In a Node.js build script:

import fs from "node:fs/promises";
import { createSimpleTextSearchIndex } from "@tryformation/querylight-ts";

const documents = await loadYourDocsSomehow();
const search = createSimpleTextSearchIndex({
  documents,
  primaryFields: ["title"],
  secondaryFields: ["description", "body"]
});

const payload = {
  search: {
    idField: search.idField,
    primaryFields: search.primaryFields,
    secondaryFields: search.secondaryFields,
    ranking: search.ranking,
    documentIndexState: JSON.parse(JSON.stringify(search.documentIndex.indexState)),
    fuzzyIndexState: JSON.parse(JSON.stringify(search.fuzzyIndex.indexState))
  },
  documents
};

await fs.writeFile("dist/search-index.json", JSON.stringify(payload));

Browser step

In the browser:

import { createSimpleTextSearchIndex, DocumentIndex, RankingAlgorithm, TextFieldIndex, simpleTextSearch } from "@tryformation/querylight-ts";

const payload = await fetch("/search-index.json").then((response) => response.json());

const search = createSimpleTextSearchIndex({
  documents: payload.documents,
  primaryFields: payload.search.primaryFields,
  secondaryFields: payload.search.secondaryFields,
  idField: payload.search.idField,
  ranking: payload.search.ranking as RankingAlgorithm
});

const hydratedSearch = {
  ...search,
  documentIndex: search.documentIndex.loadState(payload.search.documentIndexState),
  fuzzyIndex: search.fuzzyIndex.loadState(payload.search.fuzzyIndexState)
};

const hits = simpleTextSearch(hydratedSearch, { query: "range fi", limit: 5 });

const query = new MatchQuery({ field: "title", text: "range filters" });
const highlighted = hydratedSearch.documentIndex.highlight(hits[0]![0], query, {
  fields: ["title", "body"]
});

This pattern keeps the browser simple:

  • fetch prebuilt JSON
  • hydrate the indices
  • run search on each keystroke or submit
  • render matching documents from the original payload

When to move beyond the beginner helper

Stay with simpleTextSearch if you need a fast, practical default.

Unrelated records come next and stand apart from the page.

PR #6243, opened 2026-07-31
CLDSRV-943: remove unused integrityChecks config option

leif-scality:
`integrityChecks` allowed us to disable integrity checks for an specific endpoint, this is no longer something we want, nobody uses the flag, and it is also broken today. For all this reasons we are removing it.


fredmnl (approved):

dvasilas (approved):

leif-scality:
ping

Move to manual queries when you need:

  • filters or facets
  • field-specific boosts tuned to your content
  • custom analyzers for tags, IDs, or code snippets
  • hybrid lexical plus vector retrieval
  • geo queries

That transition is normal. Many teams start with a plain site-search box and only later add:

  • semantic search over chunked docs
  • recommendations or related content
  • faceted navigation
  • geo or region-based filtering

You do not need to throw away the first implementation when that happens. The same documents, serialized index pattern, and browser-side rendering flow still apply after you move beyond simpleTextSearch.

For highlight-specific behavior and current limitations, see Highlighting with Querylight TS.